P. Luigi De Giorgi aggiunse: “Buon Fratello. Lodevolissima la sua buona volontà: dopo 10 anni di cuoco in Italia ha saputo imparare i diversi mestieri. È il primo Fratello a Kayango che ha insegnato ai Jur a costruire. E costruisce bene. È un uomo di un solo lavoro per volta”. Queste parole di P. De Giorgi sono molto importanti perché ci dicono che Fr. Filippo Antonio ha saputo mettere in pratica il Piano di Comboni: salvare l’Africa con gli africani”. E, almeno a Kayango, è stato il primo in questo.

Il grande lavoro che la missione affrontò in quel periodo fu la costruzione della nuova chiesa. “Vengono da Mboro alcuni ndogo che squadrano un bel numero di sassi per lo zoccolo della nuova chiesa”, recita il Bollettino dell’Istituto, numero 35. E più avanti: “Si raccolgono circa 600 mucchi di sassi per la nuova chiesa e si scava il fango per circa 160.000 mattoni”. A capo di tutta questa attività c’era il nostro Filippo Antonio che “qualche volta gli scappano i nervi quando vede che i suoi operai preferiscono i commenti seduti all’ombra che lavorare al sole”.

Ma Fr. Filippo Antonio dovette affrontare lavori supplementari e imprevisti: “A mezzogiorno la scuola maschile prende accidentalmente fuoco.

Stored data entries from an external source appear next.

Issue #655, opened 2016-05-17
[90.3] Doesn't delete the null inscription in ticket


AircraftRu:
Hello. Yesterday I found an error when deleting a documemt. The document was removed but the inscription has remained and when I click on the Delete permanently button doesn't delete the inscription. When I click on the Edit opens a document with null id.

![glpi - tickets - google chrome 2016-05-16 16 18 31](https://cloud.githubusercontent.com/assets/17082164/15315401/1623aef8-1c20-11e6-9ddb-651196231d60.png)
![glpi - tickets - google chrome 2016-05-16 16 19 16](https://cloud.githubusercontent.com/assets/17082164/15315407/196652f0-1c20-11e6-94a9-fddb01ed8500.png)
![glpi - tickets - google chrome 2016-05-16 17 03 02](https://cloud.githubusercontent.com/assets/17082164/15315410/1c18c6d6-1c20-11e6-8c0d-8f8bff3bd58d.png)

orthagh:
Hello @AircraftRu 

I can't replicate your issue at all.
Could you precise the glpi version  and if you can, a way to always trigger theses errors ?

I think it can a cache issue.

AircraftRu:
In MySQL database not deleted link with a non-existent document. I corrected it. 
May was local problem to php. Maybe it's a random bug.

orthagh:
Ok So i close this issue now.
Feels free to re-open and comments if you trigger again and had replication steps .

Regards

PR #8978, opened 2021-04-20
9.5/gantt integration

SpectrumZX81:


inc/gantt/taskdao.class.php
```diff
@@ -0,0 +1,78 @@
...
+ * MERCHANTABILITY or FITNESS FOR A PARTICULAR PURPOSE.  See the
+ * GNU General Public License for more details.
+ *
+ * You should have received a copy of the GNU General Public License
+ * along with GLPI. If not, see <http://www.gnu.org/licenses/>.
+ * ---------------------------------------------------------------------
+ */
+
+namespace Glpi\Gantt;
+
```
trasher, line 35:
```suggestion

use \Exception;

```

ajax/gantt.php
```diff
@@ -0,0 +1,199 @@
...
+ * GNU General Public License for more details.
+ *
+ * You should have received a copy of the GNU General Public License
+ * along with GLPI. If not, see <http://www.gnu.org/licenses/>.
+ * ---------------------------------------------------------------------
+ */
+namespace Glpi\Gantt;
+use \ProjectTaskLink;
+use \Exception;
+
```
trasher, line 36: Only classes should be namespaced; not front files.
```suggestion
```

inc/gantt/datafactory.class.php
```diff
@@ -0,0 +1,164 @@
...
+ * You should have received a copy of the GNU General Public License
+ * along with GLPI. If not, see <http://www.gnu.org/licenses/>.
+ * ---------------------------------------------------------------------
+ */
+
+namespace Glpi\Gantt;
+
+use Glpi\Gantt\Item;
+use Glpi\Gantt\LinkDAO;
+
```
trasher, line 37: Same namespace, this is not needed
```suggestion
```

inc/gantt/datafactory.class.php
```diff
@@ -0,0 +1,164 @@
...
+   /**
+    * Recursive function used to get all subprojects and tasks of a project
+    *
+    * @param array $itemArray Array holding the items
+    * @param integer $projectId ID of the parent project
+    *
+    */
+   function getSubprojects(&$itemArray, $projectId) {
+      global $DB;
+      foreach ($DB->request('glpi_projects', ['projects_id' => $projectId, 'is_deleted' => 0]) as $record) {
```
trasher, line 112: For performance reasons, avoid calling "complex" methods in any loop
```suggestion
      $iterator = $DB->request('glpi_projects', ['projects_id' => $projectId, 'is_deleted' => 0]);
      while ($record = $iterator->next()) {
```

inc/project.class.php
```diff
@@ -1827,135 +1827,74 @@ static function getDataToDisplayOnGantt($ID, $showall = true) {
...
+     * Show GANTT diagram for a project
+     * @param $ID ID of the project
    */
    static function showGantt($ID) {
-      global $DB;
+      echo "<div id=\"gantt-container\" style=\"width:100%; height:63vh;\"></div>";
+      echo "<div id=\"gantt-features\">
+               <ul class=\"gantt-controls\">
+                  <li class=\"gantt-menu-item gantt-menu-item-right\">
+                  <a href=\"#\" class=\"fullscreen\" onclick=\"gantt.ext.fullscreen.toggle();\"><img src=\"../pics/icones/ic_fullscreen_24.png\">Fullscreen</a>
```
trasher, line 1839: Should certainly be replaced with a fontawesome icon

trasher:
Remaining CS issues can be fixed with phpcbf tool (see https://github.com/squizlabs/PHP_CodeSniffer); with the a command like: 
```
vendor/bin/phpcbf --standard=vendor/glpi-project/coding-standard/GlpiStandard/ inc/gantt ajax/gantt.php
```

Many IDE provides codesniffer integration also.

trasher:
Table creation is missing in the installation SQL file (`install/mysql/glpi-empty.sql`)

js/gantt-api.js
```diff
@@ -0,0 +1,1057 @@
+(function(){
+
+var apiUrl = "https://export.dhtmlx.com/gantt";
```
trasher, line 3: That does not sounds correct to call an external API; there certainly are limitations.

SpectrumZX81: Thanks for your feedback, I agree. But standalone modules require payed license, so I decided to use the online export service which is claimed to be free of charge on the vendor's website.
See below
https://dhtmlx.com/docs/products/dhtmlxGantt/export.shtml

trasher: Well, some may care about privacy issues, there may be limit on the number of calls that can be done (there are many GLPI instances); ...
Also, what if the free service disapears?

Exporting should certainly be done on GLPI side. 
Adding this is not a blocker for the PR, I'm not sure current gantt implementation permit such exports (and you should keep as is on your side if you want).
But I guess removing the external call will be a blocker :)

cconard96: I don't like having data sent to an external service just for an export. At the very least, I think there needs to be a disclaimer and make it so a GLPI admin has to acknowledge that their project data will be sent to this service to be able to enable exports. Otherwise, it should be disabled.
Doing exports natively in GLPI may be possible later too.

SpectrumZX81: Would it be appropriate to have a warning message like this, until GLPI PNG/PDF exports are implemented ?
image

inc/project.class.php
SpectrumZX81: it's done

js/gantt-api.js
SpectrumZX81: Hello @trasher, @cconard96,
I have removed the export function from this PR, could you please check if there is anything else to address ?
Many thanks.

trasher: Hi, sure, I'll take another look at the code today or tomorrow.
There are still some CS issues on JS (you've fixed all PHP ones already ;))

I'm not confident with gantt, someone else will do a functionnal review.

js/gantt-helper.js
```diff
@@ -0,0 +1,610 @@
...
+                  progress
+               }
+            },
+            success: function(resp) {
+               var json = JSON.parse(resp);
+               if (json.ok) {
+                  task.progress = progress;
+                  gantt.updateTask(task.id);
+               } else {
+                  console.log('Could not update Task[' + id + ']: ' + json.error);
```
trasher, line 201: Error should be show to the user, not in the console, I guess with:
```suggestion
                  gantt.alert('Could not update Task[' + id + ']: ' + json.error);
```

Same remark for all other `console` usages. This will also fix some of the remaining lint issue.

trasher (changes requested):

orthagh:
During a meeting with Nicolas Coudière this morning, we found some issues:

- Project(s) line(s) doesn't care at all about their planned start and end dates in the gantt view. It may be normal but it disturbing at usage. It can be explained by the way so if we can't indicate to dhtmlx to display real date on project line, it will be ok for me.

- Other thing, i think we need to disable completely double-click on projects line, as the fields are not editable by the way. Only delete button works and i think we can pass on having this button here (as it exists on main form).

- If a project's task is created (like via kanban) without planned dates (start or end), the gantt view struggle to permits edition of it. You can't move it, edit duration

Regards

SpectrumZX81:
Hello,
    
    The thing is, these issues are in fact default behavior of this
    plugin. Gantt displays projects on the timeline based on its child
    items start/end dates.
    
    https://docs.dhtmlx.com/gantt/desktop__task_types.html#projecttasks
    
    And this may be the reason why projects can't be dragged, this
    functionality being disabled by default according to the
    documentation and it can be enabled in the Pro version.
    https://docs.dhtmlx.com/gantt/api__gantt_drag_project_config.html
    
    If we double click a project, Gantt does not allow editing the
    fields - also a default behavior. But we can of course disable
    opening the dialog when double clicking them, this is not a problem.
    Regarding tasks, if they don't have start or end dates Gantt will
    have issues handling them because of missing parameters. This can be
    addressed by adding default start/end dates either during creation
    from kanban or before sending them to Gantt to display on the
    timeline.
    
    Regards
    
    On 05/05/2021 11:47 AM, Alexandre
      Delaunay wrote:
    
    
      
      During a meeting with Nicolas Coudière this morning, we found
        some issues:
      
        
          Project(s) line(s) doesn't care at all about their planned
            start and end dates in the gantt view. It may be normal but
            it disturbing at usage. It can be explained by the way so if
            we can't indicate to dhtmlx to display real date on project
            line, it will be ok for me.
        
        
          Other thing, i think we need to disable completely
            double-click on projects line, as the fields are not
            editable by the way. Only delete button works and i think we
            can pass on having this button here (as it exists on main
            form).
        
        
          If a project's task is created (like via kanban) without
            planned dates (start or end), the gantt view struggle to
            permits edition of it. You can't move it, edit duration
        
      
      Regards
      —
        You are receiving this because you authored the thread.
        Reply to this email directly, view it on GitHub, or unsubscribe.
      [

{

***@***.***": "http://schema.org",

***@***.***": "EmailMessage",

"potentialAction": {

***@***.***": "ViewAction",

"target": "https://github.com/glpi-project/glpi/pull/8978#issuecomment-832522534",

"url": "https://github.com/glpi-project/glpi/pull/8978#issuecomment-832522534",

"name": "View Pull Request"

},

"description": "View this Pull Request on GitHub",

"publisher": {

***@***.***": "Organization",

"name": "GitHub",

"url": "https://github.com"

}

}

]

orthagh:
For project line, can we simply remove it from the view ? 

For missing dates, i would prefer the case taken into account by our code before sending them to the gantt view (in ajax query? ), this could be better to handle all possible cases we could miss.

inc/gantt/datafactory.class.php
```diff
@@ -153,10 +173,11 @@ function populateGanttItem($record, $type) {
       $item->parent = ($type == "root-project") ? 0 : (($type == "project") ? $record['projects_id'] : ($record["projecttasks_id"] > 0 ? $parentTaskUid : $record['projects_id']));
       $item->linksource_id = ($item->type != "project") ? $record["projecttasks_id"] : 0;
       $item->linktask_id = ($item->type != "project") ? $record["id"] : 0; // parent task id to search for by child->linksource_id
-      $item->start_date = $record['plan_start_date'];
-      $item->end_date = $record['plan_end_date'];
+      $item->start_date = isset($record['plan_start_date']) ? $record['plan_start_date'] : $_SESSION['glpi_currenttime'];
+      $item->end_date = isset($record['plan_end_date']) ? $record['plan_end_date'] : date('Y-m-d H:i:s', strtotime($item->start_date . ' + 1 day'));
```
trasher, line 177:
```suggestion
      $item->start_date = $record['plan_start_date'] ?? $_SESSION['glpi_currenttime'];
      $item->end_date = $record['plan_end_date'] ?? date('Y-m-d H:i:s', strtotime($item->start_date . ' + 1 day'));
```

inc/gantt/datafactory.class.php
```diff
@@ -153,10 +173,11 @@ function populateGanttItem($record, $type) {
...
       $item->text = $record['name'];
-      $item->note = isset($record['code']) ? $record['code'] : "";
+      $item->content = isset($record['content']) ? html_entity_decode($record['content']) : "";
+      $item->comment = isset($record['comment']) ? $record['comment'] : "";
```
trasher, line 180:
```suggestion
      $item->comment = $record['comment'] ?? "";
```

inc/gantt/taskdao.class.php
```diff
@@ -44,21 +45,118 @@
...
       $t->getFromDB($task->id);
 
       $t->update([
          'id' => $task->id,
          'plan_start_date' => $task->start_date,
+         'real_start_date' => ($task->type == "milestone" && $t->fields["real_start_date"] == null) ? $task->start_date : $t->fields["real_start_date"],
          'plan_end_date' => $task->end_date,
          'percent_done' => ($task->progress * 100),
-         'name' => (isset($task->text) ? $task->text : $t->fields['name'])
+         'name' => (isset($task->text) ? $task->text : $t->fields['name']),
```
trasher, line 87:
```suggestion
         'name' => $task->text ?? $t->fields['name']),
```

SpectrumZX81:
Known issue with filtering: if the parent task is collapsed its child items are not displayed when we filter them, only visible items can be filtered.
As a possible fix, dhtmlx suggests expanding all nodes before calling the filter function.
Please let me know your opinion about it, other suggestions are welcomed too.

trasher:
> As a possible fix, dhtmlx suggests expanding all nodes before calling the filter function.

I may be wrong, but loading all nodes may be huge on large databases I guess :/

SpectrumZX81:
Gantt data is loaded only once, during page load. Expanding nodes after doesn't cause additional traffic, only the view is changed.

orthagh:
Some remarks after testing the last commits:

- global gantt view (available in breadcrumb) seems to be broken
image

I have no idea if its difficult to fix or not.

- alerts from glpi are not called by ajax queries callback. You can see the issue by doing some stuff in gantt view (resize, move, create a task) ans then go to a task form (by double clicking). All pending alerts will show in bottom right of glpi.
Ex:
image

You can fix this by calling `displayAjaxMessageAfterRedirect()` js fonction after just before finish processing a gantt event.
Should be easy to fix

- radio buttons in bottom-right have a strange ui. here is some fast suggestions to improve them:
   - add a bottom border on :checked state like `border-bottom: 2px solid #655;`
   - hide radio input and keep only label on fieldset radios

image

Should be easy to fix

- is parent column usefull ? Imo, it can be removed

image

SpectrumZX81:
> Some remarks after testing the last commits:
> 
>     * global gantt view (available in breadcrumb) seems to be broken
>       image
> 
> 
> I have no idea if its difficult to fix or not.
> 

If the problem persist after clearing the browser cache (Ctrl+F5) and there are no plugin errors in the browser console, there might be inconsistency issues with the data being sent to Gantt.
If it's possible, please provide your ajax payload, by email or pm, to let me analyze the structure of your data. (Network tab -> gantt.php -> getData() function response).

>     * alerts from glpi are not called by ajax queries callback. You can see the issue by doing some stuff in gantt view (resize, move, create a task) ans then go to a task form (by double clicking). All pending alerts will show in bottom right of glpi.
>       Ex:
>       image
> 
> 
> You can fix this by calling `displayAjaxMessageAfterRedirect()` js function after just before finish processing a gantt event.
> Should be easy to fix

Ok, I will place this function call in $(document).ajaxStop( ) event handler and see how it works.
Thanks.

>     * radio buttons in bottom-right have a strange ui. here is some fast suggestions to improve them:
>       
>       * add a bottom border on :checked state like `border-bottom: 2px solid #655;`
>       * hide input[type=radio] and keep only labels in fieldsets
> 
> 
> image
> 
> Should be easy to fix

Ok 

>     * is parent column usefull ? Imo, it can be removed
> 
> 
> image

Yes, there is a customer request for it to be there.

orthagh:
For global gantt, my bad, i forgot about the "Show on global GANTT" field.
It's working well in fact.

for others correction -> great, it's now very good.

For the column "parent", i think it's not very usefull but i can live with and it's a minor point.
So let's advance on this pr.

css/glpi-gantt.scss
```diff
@@ -0,0 +1,225 @@
...
+   margin: -3px 3px 0 7px;
+}
+
+fieldset {
+   color: #655;
+   border: solid 1px #655;
+   border-radius: 5px;
+}
+
+.gantt-container {
```
cedric-anne, line 48: This class is not used so I guess this style is useless.

css/glpi-gantt.scss
```diff
@@ -0,0 +1,225 @@
+/**
```
cedric-anne, line 1: It would be preferable to encapsulate all these styles into a `.gantt-wrapper` class, or something like that, to ensure styles will be only applied to the gantt view.

cedric-anne (commented):
Rights checks have to be added on read/write operations, on PHP side, and maybe some operations have to be blocked on JS side when user has only project/projecttask read rights.

js/gantt-helper.js
```diff
@@ -0,0 +1,893 @@
...
+         gantt.templates.tooltip_date_format(start) +
+         "<br/><b>End date:</b> " + gantt.templates.tooltip_date_format(end) +
+         "<br/><b>Progress:</b> " + parseInt(task.progress * 100) + "%";
+      if (task.content && task.content.length > 0) {
+         text += "<br/><b>Description:</b><div style=\"padding-left:25px\">" + task.content + "</div>";
+      }
+      if (task.comment && task.comment.length > 0) {
+         text += "<br/><b>Comment:</b><div style=\"padding-left:25px\"" + task.comment + "</div>";
+      }
+      return text;
```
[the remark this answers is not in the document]
SpectrumZX81: Ok, for ajax messages if I put something like
`gantt.alert(__('Could not update Task[%s]: ', id) + json.error);`
how can I update the language files (mo, po) to have this message working ?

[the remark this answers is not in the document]
cedric-anne: In current PR, you do not have to update po/mo files. It will be done separately.

For your GLPI instance, you can manually create a file using POEdit, and store corresponding mo file in `files/core/xx_YY.mo`. You may have to clear GLPI cache and restart your PHP server.

inc/gantt/datafactory.class.php
```diff
@@ -0,0 +1,198 @@
...
+         $parentTask->getFromDB($record["projecttasks_id"]);
+         $parentTaskUid = $parentTask->fields["uuid"];
+      }
+
+      $item = new Item();
+      $item->id = ($type == "project" || $type == "root-project") ? $record['id'] : $record['uuid'];
+      $item->type = ($type == "root-project") ? "project" : $type;
+      $item->parent = ($type == "root-project") ? 0 : (($type == "project") ? $record['projects_id'] : ($record["projecttasks_id"] > 0 ? $parentTaskUid : $record['projects_id']));
+      $item->linksource_id = ($item->type != "project") ? $record["projecttasks_id"] : 0;
+      $item->linktask_id = ($item->type != "project") ? $record["id"] : 0; // parent task id to search for by child->linksource_id
```
cedric-anne, line 188: These properties does not exist in `Glpi\Gantt\Item` and are not used anywhere.
```suggestion
```

inc/gantt/datafactory.class.php
```diff
@@ -0,0 +1,198 @@
...
+      $item->start_date = $record['plan_start_date'] ?? $_SESSION['glpi_currenttime'];
+      $item->end_date = $record['plan_end_date'] ?? date('Y-m-d H:i:s', strtotime($item->start_date . ' + 1 day'));
+      $item->text = $record['name'];
+      $item->content = isset($record['content']) ? html_entity_decode($record['content']) : "";
```
cedric-anne, line 192: To get safe HTML, you have to use.
```suggestion
      $item->content = isset($record['content']) ? \Html::clean($record['content'], false, 1) : "";
```

inc/gantt/datafactory.class.php
```diff
@@ -0,0 +1,198 @@
...
+      $item->comment = $record['comment'] ?? "";
```
cedric-anne, line 193: This property does not exist, did you mean `$item->note` ?

js/gantt-helper.js
```diff
@@ -0,0 +1,872 @@
...
+               var task = gantt.getTask(id);
+               task.text = item.text;
+               task.type = item.type;
+               task.start_date = item.start_date;
+               task.end_date = item.end_date;
+               gantt.updateTask(id);
+               gantt.hideLightbox();
+               displayAjaxMessageAfterRedirect();
+            } else
+               gantt.alert(__('Could not update Task[%s]: ', item.text) + json.error);
```
cedric-anne, line 598:
```suggestion
               gantt.alert(__('Could not update Task[%s]: ').replace('%s', item.text) + json.error);
```

js/gantt-helper.js
```diff
@@ -0,0 +1,872 @@
...
+               progress
+            }
+         },
+         success: function(json) {
+            if (json.ok) {
+               task.progress = progress;
+               gantt.updateTask(task.id);
+               displayAjaxMessageAfterRedirect();
+            } else {
+               gantt.alert(__('Could not update Task[%s]: ', id) + json.error);
```
cedric-anne, line 625:
```suggestion
               gantt.alert(__('Could not update Task[%s]: ').replace('%s', id) + json.error);
```

js/gantt-helper.js
```diff
@@ -0,0 +1,872 @@
...
+         },
+         success: function(json) {
+            if (json.ok) {
+               var project = gantt.getTask(id);
+               project.text = item.text;
+               gantt.updateTask(id);
+               gantt.hideLightbox();
+               displayAjaxMessageAfterRedirect();
+            } else {
+               gantt.alert(__('Could not update Project[%s]: ', item.text) + json.error);
```
cedric-anne, line 727:
```suggestion
               gantt.alert(__('Could not update Project[%s]: ').replace('%s', item.text) + json.error);
```

js/gantt-helper.js
```diff
@@ -0,0 +1,872 @@
...
+
+         $("input[name='branch_state']").on('click', function() {
+            expandCollapse($("input[name='branch_level']:checked").val());
+         });
+
+         gantt.attachEvent("onBeforeRowDragMove", function(id) {
+            $('#hf_gantt_item_state').val(id + "|" + gantt.getTask(id).parent);
+         });
+
+         gantt.attachEvent("onBeforeRowDragEnd", function(id, target) {
```
cedric-anne, line 232: 1. An error appears when trying to move a project to the root level. Doing this should be possible.

2. An error appears when trying to move a task to the root level. This action should not be possible, so it should just be ignored and no error should be shown.

SpectrumZX81:
Hello,
Thanks for pointing out the bug at the root level (!) - it's been fixed.
Regarding deleteTask(), putInTrashbin() functions: although the Delete button is no longer available, I considered leaving these functions in place inside gantt-helper.js, gantt.php and DAO classes, in case there is need to adapt them for mass-delete functionality.
I removed them now from this PR, keeping a backup on my dev site. 
Please let me know if there is something else to address.

inc/gantt/projectdao.class.php
```diff
@@ -0,0 +1,99 @@
...
+
+   function addProject($project) {
+
+      if (!\Project::canCreate()) {
+         throw new \Exception(__('Not enough rights'));
+      }
+
+      $input = [
+         'name' => $project->text,
+         'comment' => $project->note,
```
cedric-anne, line 53:
```suggestion
         'comment' => $project->comment,
```

cedric-anne:
It has been merged in master in commit d45f662f5ac776ae8420927331059242b204a2a4.

Thanks for the contribution.

SpectrumZX81:
Sounds great, thanks for reviewing.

Si riesce a salvare solo un tavolo, tutto il resto è ridotto in cenere nello spazio di pochi minuti”. Nel marzo del 1951, con l’aiuto di Fr. Angelo Zanetti viene inaugurato il nuovo mulino meccanico: “Questo meraviglioso congegno ci aiuta a vincere la fame che periodicamente viene a visitare la nostra zona”. “Il 4 giugno un fulmine cade sulla casa delle suore e squarcia un pilastro della veranda. Grazie a Dio nessuna disgrazia e ulteriore lavoro per Fr. Filippo Antonio”. “Un leone azzanna una nostra capra, ma è costretto a lasciarla. Il Fratello dall’alto di una pianta cerca di farsi onore, ma tutto finisce in molte cose da raccontare”.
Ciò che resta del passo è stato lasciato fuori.